PR #1133, opened 2020-01-22
Pluggable converter for input parameters based on property format

eyalkaspi:
The open API spec states that

> Tools can use the format to validate the input or to map the value to a specific type in the chosen programming language. Tools that do not support a specific format may default back to the type alone, as if the format is not specified.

○ ○ ○ ○ ○

> _How to complete this task_
Return the data in full, with each line kept exactly as it is.

> _Exercise response_
PR #1133, opened 2020-01-22
Pluggable converter for input parameters based on property format

eyalkaspi:
The open API spec states that

> Tools can use the format to validate the input or to map the value to a specific type in the chosen programming language. Tools that do not support a specific format may default back to the type alone, as if the format is not specified.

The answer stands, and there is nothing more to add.